DATASET EXTRACT:
Content starts

PR #4270, opened 2025-08-30
Fix setting known offset

SplotyCode:


src/Analyser/MutatingScope.php
```diff
@@ -750,6 +750,13 @@ public function getType(Expr $node): Type
 			return $this->getType($node->getVar())->unsetOffset($this->getType($node->getDim()));
 		}
 		if ($node instanceof SetOffsetValueTypeExpr) {
+			$var = $node->getVar() instanceof OriginalPropertyTypeExpr ? $node->getVar()->getPropertyFetch() : $node->getVar();
```
SplotyCode, line 753: This feels wrong. I don't really get the reason we generally wrap with OriginalPropertyTypeExpr

PR #4272, opened 2025-08-30
Fix hasOffsetValueType with object

VincentLanglet:
Cf https://www.php.net/manual/en/language.types.array.php

[Array](https://www.php.net/manual/en/language.types.array.php)s and [object](https://www.php.net/manual/en/language.types.object.php)s can not be used as keys. Doing so will result in a warning: Illegal offset type.

So ObjectType::toArrayKey should be an error.

### DIFF
--- a/tests/PHPStan/Analyser/LegacyNodeScopeResolverTest.php
+++ b/tests/PHPStan/Analyser/LegacyNodeScopeResolverTest.php
@@ -1801,7 +1801,7 @@ class LegacyNodeScopeResolverTest extends TypeInferenceTestCase
 				'$this->resource',
 			],
 			[
-				'mixed',
+				'*ERROR*',
 				'$this->yetAnotherAnotherMixedParameter',
 			],
 			[
--- a/src/Type/ArrayType.php
+++ b/src/Type/ArrayType.php
@@ -268,6 +268,9 @@ class ArrayType implements Type
 	public function hasOffsetValueType(Type $offsetType): TrinaryLogic
 	{
 		$offsetType = $offsetType->toArrayKey();
+		if ($offsetType instanceof ErrorType) {
+			return TrinaryLogic::createNo();
+		}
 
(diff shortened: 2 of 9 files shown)


VincentLanglet:
@ondrejmirtes you reported in https://github.com/phpstan/phpstan-src/pull/4164

> This looks wrong for array{foo: 17, bar: 19}|array{baz: 21}. int|object never exists on these arrays.

The reason was the fact that `array[$object]` was considered as "Maybe" rather than no,
as shown by https://phpstan.org/r/c6822927-88f1-4a23-a2c0-bb2fb2662e2a

I tried to fix this, but now I'm getting the a LegacyNodeScope test failure because
```
@var array[array]
```
is now understood as an error and not mixed ; it's related to
https://github.com/phpstan/phpstan-src/blob/5a3990227e64a66b058a96753887e4aa7d411b92/src/PhpDoc/TypeNodeResolver.php#L1230

Does the change seems ok to you ? If not any idea how I should fix it ?

VincentLanglet:
What I don't get currently is why

```
@param array[array]
```
is considered as mixed by PHPStan, and why
```
@var array[array]
```
is considered as `*ERROR*`.

Changing this might be a correct way to finish this PR ; I'm open to any advice ondrej.

VincentLanglet:
The behavior for `array[array]` is now consistent with 
https://phpstan.org/r/712fa80d-be94-4efb-b5e7-c700c9c1a76e

So I had to update the test.

tests/PHPStan/Analyser/LegacyNodeScopeResolverTest.php
```diff
@@ -1801,7 +1801,7 @@ public static function dataProperties(): array
 				'$this->resource',
 			],
 			[
-				'mixed',
+				'*ERROR*',
```
VincentLanglet, line 1804: Phpdoc use `array[array]`

ondrejmirtes:
Thank you!

PR #4276, opened 2025-09-01
add phpdoc for iterators in unit tests

Flyingmana:
I found these places via https://github.com/phpstan/phpstan-src/pull/4209


ondrejmirtes:
Thank you.

PR #4280, opened 2025-09-03
Add non regression tests for 11761

VincentLanglet:
Closes https://github.com/phpstan/phpstan/issues/11761


ondrejmirtes:
Thank you.

PR #4281, opened 2025-09-03
Fix 7.4 tests

VincentLanglet:


tests/PHPStan/Rules/Methods/CallToStaticMethodStatementWithoutSideEffectsRuleTest.php
```diff
@@ -101,6 +101,7 @@ public function testFirstClassCallables(): void
 		]);
 	}
 
+	#[RequiresPhp('>= 8.0')]
```
VincentLanglet, line 105: The sideEffect (exception thrown) was introduced in PHP8

tests/PHPStan/Analyser/nsrt/bug-13365.php
```diff
@@ -1,4 +1,4 @@
-<?php declare(strict_types = 1);
+<?php declare(strict_types = 1); // lint >= 8.0
```
VincentLanglet:
```
assertType('Iterator<mixed, DOMAttr>', $attributes->getIterator());
```
is not true before PHP 8.

PR #4282, opened 2025-09-03
Update ObjectShape native type

VincentLanglet:
Closes https://github.com/phpstan/phpstan/issues/11609

Explanations in https://github.com/phpstan/phpstan/issues/11609#issuecomment-3172138287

Content ends

PROBLEM STATEMENT:
Search the data above for the word "function" and report how many lines contain it, with nothing further.

YOUR SOLUTION:
4